**WHAT NEEDS TO BE DONE**:
Your response should match the records line for line.

Dataset records:

+ + + + +

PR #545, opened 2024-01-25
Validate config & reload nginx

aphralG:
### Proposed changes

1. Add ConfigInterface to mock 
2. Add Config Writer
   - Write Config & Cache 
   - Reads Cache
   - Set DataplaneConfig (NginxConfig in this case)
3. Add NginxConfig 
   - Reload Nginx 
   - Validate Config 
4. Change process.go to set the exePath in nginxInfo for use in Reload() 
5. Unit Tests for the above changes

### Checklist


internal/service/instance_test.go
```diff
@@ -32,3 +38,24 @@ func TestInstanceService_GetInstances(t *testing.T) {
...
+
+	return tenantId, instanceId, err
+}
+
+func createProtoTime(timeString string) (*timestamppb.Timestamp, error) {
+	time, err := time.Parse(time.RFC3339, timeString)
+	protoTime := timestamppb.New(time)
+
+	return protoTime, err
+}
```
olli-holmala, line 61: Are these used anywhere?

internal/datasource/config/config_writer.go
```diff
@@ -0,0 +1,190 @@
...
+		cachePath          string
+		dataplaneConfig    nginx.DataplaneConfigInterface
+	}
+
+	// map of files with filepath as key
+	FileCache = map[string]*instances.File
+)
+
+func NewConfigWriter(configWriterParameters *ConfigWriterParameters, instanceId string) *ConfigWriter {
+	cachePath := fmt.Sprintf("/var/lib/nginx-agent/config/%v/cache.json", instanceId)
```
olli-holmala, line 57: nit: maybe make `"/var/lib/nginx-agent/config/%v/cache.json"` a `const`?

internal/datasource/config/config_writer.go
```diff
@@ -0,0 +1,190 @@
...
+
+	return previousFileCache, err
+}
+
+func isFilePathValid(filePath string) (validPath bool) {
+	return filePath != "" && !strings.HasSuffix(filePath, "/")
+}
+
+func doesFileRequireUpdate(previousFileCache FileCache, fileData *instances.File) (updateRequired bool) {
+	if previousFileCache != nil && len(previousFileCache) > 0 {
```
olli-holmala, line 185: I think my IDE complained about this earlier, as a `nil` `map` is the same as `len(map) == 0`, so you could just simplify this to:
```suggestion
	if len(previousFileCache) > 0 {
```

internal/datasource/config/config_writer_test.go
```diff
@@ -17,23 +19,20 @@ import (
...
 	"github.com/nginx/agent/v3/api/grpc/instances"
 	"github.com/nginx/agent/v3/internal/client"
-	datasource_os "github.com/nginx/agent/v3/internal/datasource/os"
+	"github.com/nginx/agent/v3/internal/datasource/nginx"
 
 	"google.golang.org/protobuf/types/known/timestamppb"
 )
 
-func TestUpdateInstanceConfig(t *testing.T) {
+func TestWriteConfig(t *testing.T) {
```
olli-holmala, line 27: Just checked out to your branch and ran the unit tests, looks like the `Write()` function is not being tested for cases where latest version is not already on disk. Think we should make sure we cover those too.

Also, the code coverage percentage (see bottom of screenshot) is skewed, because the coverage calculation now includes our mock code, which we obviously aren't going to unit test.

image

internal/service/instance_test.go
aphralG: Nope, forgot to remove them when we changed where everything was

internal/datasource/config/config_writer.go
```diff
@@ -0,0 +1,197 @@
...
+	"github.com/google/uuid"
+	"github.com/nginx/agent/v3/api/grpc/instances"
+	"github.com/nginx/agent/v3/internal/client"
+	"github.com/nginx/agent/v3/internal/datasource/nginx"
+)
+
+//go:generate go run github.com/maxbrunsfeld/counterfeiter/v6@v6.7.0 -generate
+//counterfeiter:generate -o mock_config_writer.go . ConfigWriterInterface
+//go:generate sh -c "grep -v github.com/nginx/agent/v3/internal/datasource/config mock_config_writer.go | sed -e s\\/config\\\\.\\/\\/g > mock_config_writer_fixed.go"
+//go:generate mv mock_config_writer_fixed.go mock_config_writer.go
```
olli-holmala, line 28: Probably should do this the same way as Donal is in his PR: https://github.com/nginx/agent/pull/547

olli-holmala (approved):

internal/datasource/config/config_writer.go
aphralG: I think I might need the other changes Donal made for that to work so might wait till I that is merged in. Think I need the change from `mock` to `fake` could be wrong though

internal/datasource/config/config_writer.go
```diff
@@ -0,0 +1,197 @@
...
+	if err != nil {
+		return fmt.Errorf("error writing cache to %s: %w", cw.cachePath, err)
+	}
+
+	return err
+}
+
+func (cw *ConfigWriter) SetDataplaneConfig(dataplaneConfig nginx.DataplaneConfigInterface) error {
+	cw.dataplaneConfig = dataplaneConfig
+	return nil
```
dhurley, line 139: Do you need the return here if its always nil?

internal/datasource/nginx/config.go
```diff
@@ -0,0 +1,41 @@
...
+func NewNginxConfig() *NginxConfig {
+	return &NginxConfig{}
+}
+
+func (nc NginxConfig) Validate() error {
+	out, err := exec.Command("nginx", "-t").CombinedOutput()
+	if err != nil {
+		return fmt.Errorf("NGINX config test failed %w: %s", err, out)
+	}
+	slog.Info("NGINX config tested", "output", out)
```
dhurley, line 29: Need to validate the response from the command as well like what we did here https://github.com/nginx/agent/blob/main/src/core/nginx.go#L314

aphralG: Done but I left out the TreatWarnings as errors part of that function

+ + + + +

**ANSWER TO THE PROBLEM**:
PR #545, opened 2024-01-25
Validate config & reload nginx

aphralG:
### Proposed changes

1. Add ConfigInterface to mock 
2. Add Config Writer
   - Write Config & Cache 
   - Reads Cache
   - Set DataplaneConfig (NginxConfig in this case)
3. Add NginxConfig 
   - Reload Nginx 
   - Validate Config 
4. Change process.go to set the exePath in nginxInfo for use in Reload() 
5. Unit Tests for the above changes

### Checklist


internal/service/instance_test.go
```diff
@@ -32,3 +38,24 @@ func TestInstanceService_GetInstances(t *testing.T) {
...
+
+	return tenantId, instanceId, err
+}
+
+func createProtoTime(timeString string) (*timestamppb.Timestamp, error) {
+	time, err := time.Parse(time.RFC3339, timeString)
+	protoTime := timestamppb.New(time)
+
+	return protoTime, err
+}
```
olli-holmala, line 61: Are these used anywhere?

internal/datasource/config/config_writer.go
```diff
@@ -0,0 +1,190 @@
...
+		cachePath          string
+		dataplaneConfig    nginx.DataplaneConfigInterface
+	}
+
+	// map of files with filepath as key
+	FileCache = map[string]*instances.File
+)
+
+func NewConfigWriter(configWriterParameters *ConfigWriterParameters, instanceId string) *ConfigWriter {
+	cachePath := fmt.Sprintf("/var/lib/nginx-agent/config/%v/cache.json", instanceId)
```
olli-holmala, line 57: nit: maybe make `"/var/lib/nginx-agent/config/%v/cache.json"` a `const`?

internal/datasource/config/config_writer.go
```diff
@@ -0,0 +1,190 @@
...
+
+	return previousFileCache, err
+}
+
+func isFilePathValid(filePath string) (validPath bool) {
+	return filePath != "" && !strings.HasSuffix(filePath, "/")
+}
+
+func doesFileRequireUpdate(previousFileCache FileCache, fileData *instances.File) (updateRequired bool) {
+	if previousFileCache != nil && len(previousFileCache) > 0 {
```
olli-holmala, line 185: I think my IDE complained about this earlier, as a `nil` `map` is the same as `len(map) == 0`, so you could just simplify this to:
```suggestion
	if len(previousFileCache) > 0 {
```

internal/datasource/config/config_writer_test.go
```diff
@@ -17,23 +19,20 @@ import (
...
 	"github.com/nginx/agent/v3/api/grpc/instances"
 	"github.com/nginx/agent/v3/internal/client"
-	datasource_os "github.com/nginx/agent/v3/internal/datasource/os"
+	"github.com/nginx/agent/v3/internal/datasource/nginx"
 
 	"google.golang.org/protobuf/types/known/timestamppb"
 )
 
-func TestUpdateInstanceConfig(t *testing.T) {
+func TestWriteConfig(t *testing.T) {
```
olli-holmala, line 27: Just checked out to your branch and ran the unit tests, looks like the `Write()` function is not being tested for cases where latest version is not already on disk. Think we should make sure we cover those too.

Also, the code coverage percentage (see bottom of screenshot) is skewed, because the coverage calculation now includes our mock code, which we obviously aren't going to unit test.

image

internal/service/instance_test.go
aphralG: Nope, forgot to remove them when we changed where everything was

internal/datasource/config/config_writer.go
```diff
@@ -0,0 +1,197 @@
...
+	"github.com/google/uuid"
+	"github.com/nginx/agent/v3/api/grpc/instances"
+	"github.com/nginx/agent/v3/internal/client"
+	"github.com/nginx/agent/v3/internal/datasource/nginx"
+)
+
+//go:generate go run github.com/maxbrunsfeld/counterfeiter/v6@v6.7.0 -generate
+//counterfeiter:generate -o mock_config_writer.go . ConfigWriterInterface
+//go:generate sh -c "grep -v github.com/nginx/agent/v3/internal/datasource/config mock_config_writer.go | sed -e s\\/config\\\\.\\/\\/g > mock_config_writer_fixed.go"
+//go:generate mv mock_config_writer_fixed.go mock_config_writer.go
```
olli-holmala, line 28: Probably should do this the same way as Donal is in his PR: https://github.com/nginx/agent/pull/547

olli-holmala (approved):

internal/datasource/config/config_writer.go
aphralG: I think I might need the other changes Donal made for that to work so might wait till I that is merged in. Think I need the change from `mock` to `fake` could be wrong though

internal/datasource/config/config_writer.go
```diff
@@ -0,0 +1,197 @@
...
+	if err != nil {
+		return fmt.Errorf("error writing cache to %s: %w", cw.cachePath, err)
+	}
+
+	return err
+}
+
+func (cw *ConfigWriter) SetDataplaneConfig(dataplaneConfig nginx.DataplaneConfigInterface) error {
+	cw.dataplaneConfig = dataplaneConfig
+	return nil
```
dhurley, line 139: Do you need the return here if its always nil?

internal/datasource/nginx/config.go
```diff
@@ -0,0 +1,41 @@
...
+func NewNginxConfig() *NginxConfig {
+	return &NginxConfig{}
+}
+
+func (nc NginxConfig) Validate() error {
+	out, err := exec.Command("nginx", "-t").CombinedOutput()
+	if err != nil {
+		return fmt.Errorf("NGINX config test failed %w: %s", err, out)
+	}
+	slog.Info("NGINX config tested", "output", out)
```
dhurley, line 29: Need to validate the response from the command as well like what we did here https://github.com/nginx/agent/blob/main/src/core/nginx.go#L314

aphralG: Done but I left out the TreatWarnings as errors part of that function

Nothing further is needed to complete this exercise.